O grandão se chamava Antônio Carneiro, filho de dona Antônia, pai não declarado, mas que todos sabiam ser o pastor Ezequiel, que passou por aquelas bandas há pouco mais de 30 anos. Antônio Carneiro era nome de registro, todos o conheciam por Tamanduá. O motivo? Bem, não se sabe se essa história era verdadeira ou não, mas se falava que era por conta de uma disputa à mão nos tempos de adolescência, quando ele teria espagado o tórax de um homem feito apenas com a pressão dos braços. Seja verdade ou não, Tamanduá era o cabeça da bandidagem daquela região.

Chassi de Grilo, de mero protegido, subiu rapidamente na hierarquia. Agora era o braço direito do Tamanduá, que a tudo lhe confiava. Isso, aliás, trouxe autoestima para o mirrado, agora cultivando até um fino bigode debaixo da fuça. Revólver na virilha, mandava e desmandava, já que Tamanduá não queria se preocupar com esses pequenos aborrecimentos.

Depois de quase dez anos, Tamanduá viu a organização crescer de maneira vertiginosa. Até o juiz do local sabia quem mandava e desmandava, a polícia não se atrevia a enfrentar o chefe mor do crime. Todos o tinham na mais alta conta, seja por respeito, seja por puro medo. Por isso, não era raro alguém ir lhe pedir um favor. E foi justamente num desses dias que aconteceu algo que encheu o coração do Chassi de Grilo de regozijo.
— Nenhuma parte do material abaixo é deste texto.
PR #802, opened 2021-12-20
Native MacOSX games Support

flavioislima:
This Adds several handlers to deal with MacOSX native games:

- [x] Add type `is_mac_native`to differentiate between Mac and Windows games.
- [x] Add filter on the Library for platforms (only on Mac)
- [x] Deal with launching native games
- [x] Show Platform information on InstallModal
- [x] Remove unnecessary settings for native games (wine, show fps, etc)
- [x] Show correct platform for already windows installed games that have Mac support as well.

Screenshot 2021-12-20 at 21 25 21

---


src/screens/Settings/components/OtherSettings/index.test.tsx
```diff
@@ -32,6 +32,7 @@ interface Props {
   toggleDiscordRPC: () => void
   useGameMode: boolean
   targetExe: string
+  isNativeMac: boolean
```
Nocccer, line 35: sometimes you call it "isMacNative" here you call it "isNativeMac". Is this on porpuse ?

src/screens/Settings/components/OtherSettings/index.tsx
```diff
@@ -15,6 +15,7 @@ const { ipcRenderer } = window.require('electron') as {
 interface Props {
   audioFix: boolean
   isDefault: boolean
+  isNativeMac: boolean
```
Nocccer, line 18: Same here with "isNativeMac" and "isMacNative"

src/screens/Settings/index.tsx
```diff
@@ -207,9 +211,11 @@ function Settings() {
         const {
           cloud_save_enabled: cloudSaveEnabled,
           save_folder: saveFolder,
-          title: gameTitle
+          title: gameTitle,
+          is_mac_native
         } = await getGameInfo(appName)
         setTitle(gameTitle)
+        setIsNativeMac(is_mac_native)
```
Nocccer, line 218: Here is a good example for the variable spelling. Is this on porpuse ?

Nocccer (changes requested):
Open question left. Else LGTM

src/screens/Settings/index.tsx
flavioislima: `is_mac_native` is a field from the library so belongs to the GameInfo. So to follow the standard we have today I decided to keep like this.

Nocccer: I would love to have setIsMacNative. So it follows the spelling of is_mac_native.

Nocccer (approved):
LGTM

PR #809, opened 2021-12-22
Use buttons for buttons, a instead of span and add aria-label

### LINKED ISSUE #745: Some features can't be used with just a keyboard
**Describe the bug**

For accessibility reasons, it should be possible to use Heroic with just the keyboard, currently some things are just unreachable with a keyboard, and some are unclear when you are focusing them.

In the Library screen:
- as a Grid, each game card is an `a` tag, but when tabbing through them there's no indication on which is the current game card you are on. The currently focused card should trigger the game name overlay and the outline like it does in the list layout
- as a List, the play/download/settings icons are just SVGs, they should be inside `a` or `button` tags so they can be focused with the tab key
- in both layouts, the `Filter` selector has no outline to show you are focusing it with the keyboard
- in both layouts, the `refresh` icon is an SVG and can't be focused, it should probably be a `button` tag

In the GamePage screen:
- the Play Now / Install / Uninstall buttons have no outline so you can't tell if you are focusing them
- the `Install on ...` select has no outline
- in the submenu, only `Settings` can get focus, the rest of the elements (Verify/Move/Change/Log/Shortcuts/etc) are `span` tag and you can't focus them, they should be `a` or `button` tags
- the `Install Path:` and the `Prefix` path are clickable but one is a div and the other is a span, they should be `a` tags

In the Settings page:
- toggles and select tags have no online, you don't know what you are focusing
- the `Help !` element is clickable but can't be focused, it should probably be a button
- winecfg/winetricks/run exe on prefix elements are clickable but can't be focused
- the + / - / +folder can't be focused, they are only SVGs, they should probably be buttons

**To Reproduce**

Open Heroic and try to use only the keyboard to navigate the app using Tab, Shift+Tab, the arrow keys, and spacebar/enter to activate elements.

**Expected behavior**

Every clickable element should be also reachable with the keyboard.

- OS: Linux Mint
- Heroic Version: latest main branch
- Game: -
- Wine/Proton version: -
- Hardware specs (RAM, CPU, GPU): -

arielj:
This PR improves the accessibility of the app by providing better support for keyboard navigation with better focus targets, focus indicators and labels:
- Added an SvgButton to wrap the different svg tags and font awesome icons
- Replaced many `span.link` to be `a` tags with `href="#"` so they can be focused when tabbing
- Added aria-labels to the ToggleSwitch element so a screen reader can match what's each switch for
- I also fixed the focus indication for game cards in the grid layout

I tried the different screens and I was able to change settings, install/uninstall a game, start it, etc.

This closes #745 

---


flavioislima:
Nice!
I'll try to review it today or tomorrow.
Btw, about the gamecard, I noticed you haven't changed it from a div to something else. Don't worry about that because I fixed it on my #802 PR.
I removed the `div` and adapted the `Link` so it can be browsed with the keyboard.

arielj:
> Nice! I'll try to review it today or tomorrow. Btw, about the gamecard, I noticed you haven't changed it from a div to something else. Don't worry about that because I fixed it on my #802 PR. I removed the `div` and adapted the `Link` so it can be browsed with the keyboard.

oh great! yeah I just fixed that one with CSS to not break anything (using the focus-within selector), but it's better if it's a link tag instead

src/components/UI/Header/index.css
```diff
@@ -129,15 +128,22 @@ option {
   cursor: pointer;
 }
 
-.headerIcons > *:hover {
+.headerIcons > .svg-button {
+  color: white;
```
flavioislima, line 132: We should always use variables for the colors.
```suggestion
  color: var(--text-primary);
```

src/screens/Library/components/GameCard/index.tsx
```diff
@@ -141,11 +142,9 @@ const GameCard = ({
     }
     if (hasUpdate) {
       return (
-        <FontAwesomeIcon
-          size={'2x'}
-          icon={faRepeat}
-          onClick={() => handleUpdate()}
-        />
+        <SvgButton onClick={() => handleUpdate()}>
+          <FontAwesomeIcon size={'2x'} icon={faRepeat} />
```
flavioislima, line 146: When I tested this branch, for some reason this icon is Black instead of green. I think some class is overriding it.
so try to make it use the correct color.

flavioislima (changes requested):
Overall looks pretty good, left a few minor comments though.

flavioislima:
> > Nice! I'll try to review it today or tomorrow. Btw, about the gamecard, I noticed you haven't changed it from a div to something else. Don't worry about that because I fixed it on my #802 PR. I removed the `div` and adapted the `Link` so it can be browsed with the keyboard.
> 
> oh great! yeah I just fixed that one with CSS to not break anything (using the focus-within selector), but it's better if it's a link tag instead

After releasing the new beta I noticed that my solution doesn't work as expected because then we cannot click on the icons. Like, since the link is the wrapper, it has preference over the rest of the elements. So I'll revert it and we will use yours :)

src/screens/Library/components/GameCard/index.tsx
arielj: fixed this, thanks

arielj:
> > > Nice! I'll try to review it today or tomorrow. Btw, about the gamecard, I noticed you haven't changed it from a div to something else. Don't worry about that because I fixed it on my #802 PR. I removed the `div` and adapted the `Link` so it can be browsed with the keyboard.
> > 
> > 
> > oh great! yeah I just fixed that one with CSS to not break anything (using the focus-within selector), but it's better if it's a link tag instead
> 
> After releasing the new beta I noticed that my solution doesn't work as expected because then we cannot click on the icons. Like, since the link is the wrapper, it has preference over the rest of the elements. So I'll revert it and we will use yours :)

oh sure, I remove the css, then read this message and now I re-added the css

arielj:
@flavioislima done, just merged main into this branch and fixed the css

dragonDScript (commented):
Thanks for the effort, and for caring about accesibility. Would set user-select to none worsen accesibility? This PR LGTM but I'll re-review later

flavioislima (approved):
Nice, it's working perfectly now! thanks! :D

Aquele mesmo sargento, que havia humilhado o braço direito do Tamanduá, foi até o escritório do crime pedir um favor. Agora reformado, o homem foi reclamar que sua filha adolescente havia sido molestada por um vizinho. Tamanduá não quis saber dessa conversa e logo falou para o Chassi de Grilo resolver aquela pendenga. E, assim que viu aquele homem suplicando por ajuda, Chassi o observou minuciosamente.

– Pode ficar tranquilo, vou dar um jeito nesse homem que fez mal pra sua filha.

– Muito obrigado, senhor! Não sei nem como agradecer o senhor.

– Pois eu sei como.

O homem arregalou os olhos e, passivamente, apenas aguardou que o Chassi de Grilo lhe falasse o que ele deveria fazer. O braço direito do Tamanduá, por sua vez, cofiou suavemente a ponta do fino bigode e, com um sorriso de vingança, disse.

– Tá vendo aquelas batatas ali no canto? Quero elas bem descascadinhas. Hoje tô com vontade de comer umas fritas.